Machine Learning,Artificial Intelligence,Computer Vision and Pattern Recognition
What problem does this paper attempt to address?
The main problem this paper attempts to address is the high computational cost of Diffusion Probabilistic Models (DPMs) during training and inference. Although these models perform excellently in generative tasks, their high computational cost limits their widespread application in resource-constrained environments.

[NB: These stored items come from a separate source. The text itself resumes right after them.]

PR #1374, opened 2023-02-09
Preparation for switch in Keras serialization format

nkovela1:
This PR refactors the deserialization of KerasCV layers in preparation for an upcoming switch in the serialization format of Keras objects. It adds `from_config` methods where necessary for deserialization and additionally enables the deserialization of lambdas where necessary.

Many of these changes are temporary until the addition of `keras.__internal__` namespace API support in the new serialization.

### DIFF
--- a/keras_cv/models/csp_darknet_test.py
+++ b/keras_cv/models/csp_darknet_test.py
@@ -29,6 +29,8 @@ MODEL_LIST = [
 class CSPDarkNetTest(ModelsTest, tf.test.TestCase, parameterized.TestCase):
     @parameterized.parameters(*MODEL_LIST)
     def test_application_base(self, app, _, args):
+        if hasattr(tf.keras.__internal__, "enable_unsafe_deserialization"):
+            tf.keras.__internal__.enable_unsafe_deserialization()
         super()._test_application_base(app, _, args)
 
     @parameterized.parameters(*MODEL_LIST)
--- a/keras_cv/utils/preprocessing.py
+++ b/keras_cv/utils/preprocessing.py
@@ -129,6 +129,7 @@ def parse_factor(param, min_value=0.0, max_value=1.0, param_name="factor", seed=
     if isinstance(param, dict):
         # For all classes missing a `from_config` implementation.
         # (RandomHue, RandomShear, etc.)
+        # To be removed with addition of `keras.__internal__` namespace support
         param = tf.keras.utils.deserialize_keras_object(param)
 
     if isinstance(param, core.FactorSampler):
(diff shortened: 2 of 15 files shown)


keras_cv/utils/preprocessing.py
```diff
@@ -126,6 +126,11 @@ def blend(image1: tf.Tensor, image2: tf.Tensor, factor: float) -> tf.Tensor:
 
 
 def parse_factor(param, min_value=0.0, max_value=1.0, param_name="factor", seed=None):
+    if isinstance(param, dict):
+        # For all classes missing a `from_config` implementation.
```
ianstenbit, line 130: Would it make more sense to just implement `from_config` for these layers?

ianstenbit (commented):
Do I understand correctly that the only layers that need this change are the ones whose serialization isn't automagically handled? (e.g. where FactorSamplers are used?)

keras_cv/models/csp_darknet_test.py
```diff
@@ -29,6 +29,8 @@
 class CSPDarkNetTest(ModelsTest, tf.test.TestCase, parameterized.TestCase):
     @parameterized.parameters(*MODEL_LIST)
     def test_application_base(self, app, _, args):
+        if hasattr(tf.keras.__internal__, "enable_unsafe_deserialization"):
```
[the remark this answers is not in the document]
nkovela1: This is a new internal API to allow the deserialization of lambdas (we are trying to actively discourage this, with exceptions such as where it's necessary in KerasCV). It is used in this test specifically because it is the only test in the suite that checks for serialization and deserialization.

The conditional is to ensure backwards-compatibility, since this new API only exists in Nightly now and will be released in the next stable release. We want to ensure it will work for users regardless of TF version.

keras_cv/utils/preprocessing.py
nkovela1: This is a more temporary overarching fix for these layers. With the new serialization format, the serialization of keras.__internal__ namespace is not supported yet, but that will be added in the near future. When that happens, this line can be removed as well as many of the `from config` methods in other layers.

keras_cv/models/csp_darknet_test.py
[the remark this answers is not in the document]
ianstenbit: Got it -- thanks Neel!

keras_cv/utils/preprocessing.py
ianstenbit: sg -- can you please add a comment here to mention that this is temporary, explaining when it'll be safe to remove?

(Also the same in the PR description)

ianstenbit (approved):
Thanks Neel! Just one little nit :)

To tackle this challenge, the authors propose an efficient compression method called **Diff-Pruning**, which aims to learn lightweight models from existing pre-trained diffusion models without extensive retraining. ### Main Contributions: 1. **Efficiency Improvement**: Through structured pruning techniques, Diff-Pruning can significantly reduce the number of floating-point operations (FLOPs), achieving approximately 50% FLOPs reduction with only 10% to 20% of the original model's training cost. 2. **Consistency Maintenance**: The pruned diffusion models can maintain generative behavior consistent with the pre-trained models, ensuring that the generation quality is not significantly affected. ### Method Overview: - **Taylor Expansion**: The core idea is to perform Taylor expansion at the pruning time steps, identifying important weights by ignoring non-contributive diffusion steps and integrating information gradients. - **Importance Assessment**: The importance of each parameter is estimated through Taylor expansion, balancing the impact of image content, details, and noise. - **Threshold Strategy**: A threshold parameter \( T \) is introduced to select important time steps based on the relative loss \( \frac{L_t}{L_{\text{max}}} \), thereby avoiding the accumulation of noise gradients. ### Experimental Results: - Experiments on multiple datasets show that Diff-Pruning can significantly reduce computational costs while maintaining or even improving generation quality. - For example, on the LSUN Church dataset, using Diff-Pruning can reduce FLOPs by 50%, with training costs only 10% of the original model, equivalent to 0.5 million steps compared to 4.4 million steps. - The compressed models maintain generative behavior consistent with the pre-trained models, ensuring the practicality and reliability of the method. ### Summary: This paper introduces Diff-Pruning, an efficient diffusion model compression method that can significantly reduce computational costs while maintaining generation quality. This method provides a foundation for future research, helping to further improve the quality and consistency of compressed diffusion models.